§ **Input records**:

PR #1217, opened 2023-08-29
[v2.6] Added ACI-CNI 6.0.3.1 templates

jeffinkottaram:
[rancher/rancher#42570](https://github.com/rancher/rancher/issues/42570)


rke/k8s_rke_system_images.go
```diff
@@ -8990,6 +8990,47 @@ func loadK8sRKESystemImages() map[string]v3.RKESystemImages {
 			WindowsPodInfraContainer:  "rancher/mirrored-pause:3.7",
 			Nodelocal:                 "rancher/mirrored-k8s-dns-node-cache:1.21.1",
 		},
+		"v1.24.17-rancher1-2": {
```
snasovich: Since `v1.24.17-rancher1-1` is not released yet (and will be released as part of August k8s patches release) please update versions on it instead (as well as change version ranges to apply new templates from `v1.24.17-rancher1-1`).
We don't release 2 versions at the same time generally - there is no point of releasing `v1.24.17-rancher1-1` without ACI bump and `v1.24.17-rancher1-2` with ACI bump.

snasovich (changes requested):

rke/k8s_rke_system_images.go
kinarashah, line 8993: @jeffinkottaram Could you update `v1.24.17-rancher1-1` instead of introducing a new `rancher1-2`? We added v1.24.17 recently, which hasn't been released yet so we can bump ACI versions for the same version.

jeffinkottaram: Made requested changes: updated versions on `v1.24.17-rancher1-1`  and changed version ranges.

rke/k8s_rke_system_images.go
```diff
@@ -8972,14 +8972,12 @@ func loadK8sRKESystemImages() map[string]v3.RKESystemImages {
...
 			WeaveNode:                 "weaveworks/weave-kube:2.8.1",
 			WeaveCNI:                  "weaveworks/weave-npc:2.8.1",
-			AciCniDeployContainer:     "noiro/cnideploy:5.2.7.1.81c2369",
-			AciHostContainer:          "noiro/aci-containers-host:5.2.7.1.81c2369",
-			AciOpflexContainer:        "noiro/opflex:5.2.7.1.81c2369",
-			AciMcastContainer:         "noiro/opflex:5.2.7.1.81c2369",
-			AciOpenvSwitchContainer:   "noiro/openvswitch:5.2.7.1.81c2369",
-			AciControllerContainer:    "noiro/aci-containers-controller:5.2.7.1.81c2369",
-			AciGbpServerContainer:     "noiro/gbp-server:5.2.7.1.81c2369",
-			AciOpflexServerContainer:  "noiro/opflex-server:5.2.7.1.81c2369",
```
snasovich, line 8982: Is this intended to have these images removed?

I see in the related RKE PR the assignment of this container got moved but it's still there - https://github.com/rancher/rke/pull/3349/files#diff-d4ecbdb0cf2e7bf588e89882093414c03122e317be2367865ce29796c57cf403R718

It's also still referenced in the newly introduced template.

snasovich (changes requested):

rke/k8s_rke_system_images.go
jeffinkottaram: Yes, it is intended to have the images removed. The template have been updated to reflect the same.

jeffinkottaram:
Addressed the comments and updated template.

rke/k8s_rke_system_images.go
kinarashah: @jeffinkottaram I still see RKE using 
```
AciGbpServerContainer:                c.SystemImages.AciGbpServerContainer,
AciOpflexServerContainer:             c.SystemImages.AciOpflexServerContainer, 
```
Is this expected? 

@snasovich do we need this change in both v2.6 and v2.7? Since RKE v1.3.x releases are no longer actively managed and will probably stop soon with v1.24.x, maybe we introduce this change only in RKE v1.4.x and remove fields completely with newer patch versions.

snasovich: @jeffinkottaram , to add to the above - what are the expectations for users that upgrade from installations that pass `run_gbp_container` as `true`? It's still a supported field even after the change (https://github.com/noironetworks/rke/blob/f3f7320a445d0f075f62781d14e71bef03cf5222/types/rke_types.go#L642) and I see 5 hits of usage of `RunGbpContainer` in the template introduced here (https://github.com/noironetworks/kontainer-driver-metadata/blob/aci-6-0-3-1-dev-2-6/rke/templates/aci-v6.0.3.1.go) which would render quite a bit of extra in various parts of the YAML (but not actually run that Gbp container).

Disclaimer: I have no understanding what this "GBP" actually is but it looks like if it's no longer supported in ACI 6.0.3.1+ all the "remnants" of it are not properly removed and the users that opted into using it won't have the most seamless upgrade experience.

jeffinkottaram: These are extra fields that aren't being used anywhere and are not required. We will be removing them and also testing the upgrade scenario.

jeffinkottaram: There is a validation in place that ensures that the `RunGbpContainer` option is always false (https://github.com/rancher/rke/blob/4adfdf1730317f61c8fd19994271f33ab206de3f/cluster/validation.go#L267) and as such this option hasn't been enabled in any of the previous releases nor those fields ever used.  So, no issues related to upgrades should arise.

We are planning to clean up the template and remove the extra fields.

snasovich (approved):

§ **Exercise instructions**:
Pick out every line above that contains the word "jeffinkottaram" and copy it.

§ **Finished task**:
jeffinkottaram:
kinarashah, line 8993: @jeffinkottaram Could you update `v1.24.17-rancher1-1` instead of introducing a new `rancher1-2`? We added v1.24.17 recently, which hasn't been released yet so we can bump ACI versions for the same version.
jeffinkottaram: Made requested changes: updated versions on `v1.24.17-rancher1-1`  and changed version ranges.
jeffinkottaram: Yes, it is intended to have the images removed. The template have been updated to reflect the same.
jeffinkottaram:
kinarashah: @jeffinkottaram I still see RKE using 
snasovich: @jeffinkottaram , to add to the above - what are the expectations for users that upgrade from installations that pass `run_gbp_container` as `true`? It's still a supported field even after the change (https://github.com/noironetworks/rke/blob/f3f7320a445d0f075f62781d14e71bef03cf5222/types/rke_types.go#L642) and I see 5 hits of usage of `RunGbpContainer` in the template introduced here (https://github.com/noironetworks/kontainer-driver-metadata/blob/aci-6-0-3-1-dev-2-6/rke/templates/aci-v6.0.3.1.go) which would render quite a bit of extra in various parts of the YAML (but not actually run that Gbp container).
jeffinkottaram: These are extra fields that aren't being used anywhere and are not required. We will be removing them and also testing the upgrade scenario.
jeffinkottaram: There is a validation in place that ensures that the `RunGbpContainer` option is always false (https://github.com/rancher/rke/blob/4adfdf1730317f61c8fd19994271f33ab206de3f/cluster/validation.go#L267) and as such this option hasn't been enabled in any of the previous releases nor those fields ever used.  So, no issues related to upgrades should arise.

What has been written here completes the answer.